Gilead, riding high from HIV sales boost, charts course for long-acting PrEP launch

With Gilead Sciences' long-acting lenacapavir unlocking a reinvigorated focus on the pre-exposure prophylaxis (PrEP) market and growth in its three therapeutic areas driving momentum beyond HIV, the company appears to be firing on all cylinders as it approaches a crucial summer HIV launch. 

The California-based drugmaker posted a total sales increase of 7% in the fourth quarter, generating $7.5 billion in quarterly revenues and beating analyst consensus estimates of $7.1 billion. 

Thanks to Biktarvy's $3.8 billion in quarterly sales, Gilead's HIV franchise delivered a 16% sales increase during the fourth quarter. The HIV division, with $5.5 billion in quarterly sales, represented around 73% of the company's overall top line.

Much of the company's excitement these days centers on lenacapavir, its twice-yearly HIV PrEP candidate that’s currently marketed as multidrug-resistant HIV treatment Sunlenca.
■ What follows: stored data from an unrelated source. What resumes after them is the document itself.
PR #198, opened 2023-10-03
Bag + Storage Documentation

Jawshoeuh:
Added a bunch of functions related to storage and the bag with a few outliers (GetExclusiveItemForMonsterFromBag and GetHpBoostFromExclusiveItems).

If you were wondering why I didn't add a new struct or use a bulk item for storage... for some reason, the items in storage are stored in two arrays like so. I don't really know why it doesn't use bulk_items because those take up the same space. So item 0 has it's id held at item_id[0] and the number at item_num[0]
item_id[1000];
item_num[1000];

Also the game converts the storage items into struct items, calls the item list sorting function, and then turns the sorted list of items back into storage items. It discards the stuct item array and doesn't return it or store it using an input. Noting it just in case anyone also had questions about it.


symbols/arm9.yml
```diff
@@ -2243,30 +2354,102 @@ arm9:
...
+        r0: item index
+        r1: [output] pointer to an item
+        return: bool whether or not the item id is not 0
+    - name: RemoveItemAtIdxInStorage
+      address:
+        NA: 0x20101A0
+      description: |-
+        Remove an item at the specified index from storage.
+        
+        r0: storage item idx
```
UsernameFodder, line 2397: The prototype says this returns a bool?

symbols/arm9.yml
```diff
@@ -2243,30 +2354,102 @@ arm9:
...
+        return: bool whether an item was removed
+    - name: RemoveItemInStorage
+      address:
+        NA: 0x2010260
+      description: |-
+        Removes a storage item equivalent to the item passed from storage.
+        
+        r0: pointer to an item
+        return: bool whether an item was removed
+    - name: StorageZInit
```
UsernameFodder, line 2417: Can you add a prototype?

symbols/arm9.yml
```diff
@@ -2243,30 +2354,102 @@ arm9:
...
         NA: 0x201031C
         JP: 0x20102EC
       description: |-
+        Attempts to add the bulk_item to storage.
         Implements SPECIAL_PROC_ADD_ITEM_TO_STORAGE (see ScriptSpecialProcessCall).
         
-        r0: pointer to an owned_item
-        return: bool
+        r0: pointer to a bulk_item
+        return: bool whether an item was removed
```
UsernameFodder, line 2434: Should this be:

```suggestion
        return: bool whether an item was added
```
?

symbols/arm9.yml
```diff
@@ -2243,30 +2354,102 @@ arm9:
...
+    - name: AddItemToStorage
+      address:
+        NA: 0x20103AC
+      description: |-
+        Attempts to add the item to storage.
+        
+        r0: pointer to an item
+        return: bool whether an item was removed
```
UsernameFodder, line 2442: Should this be:

```suggestion
        return: bool whether an item was added
```
?

UsernameFodder (changes requested):

UsernameFodder (approved):
Thanks!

Launch preparations for the med's PrEP use are “well underway," Gilead CEO Daniel O’Day told analysts on a Tuesday conference call.

After lenacapavir last year delivered a 96% reduction in HIV infections compared with background HIV incidence in one study—and previously showed 100% efficacy in another—the company is setting its sights on a summer U.S. launch, followed by a European rollout later in the year.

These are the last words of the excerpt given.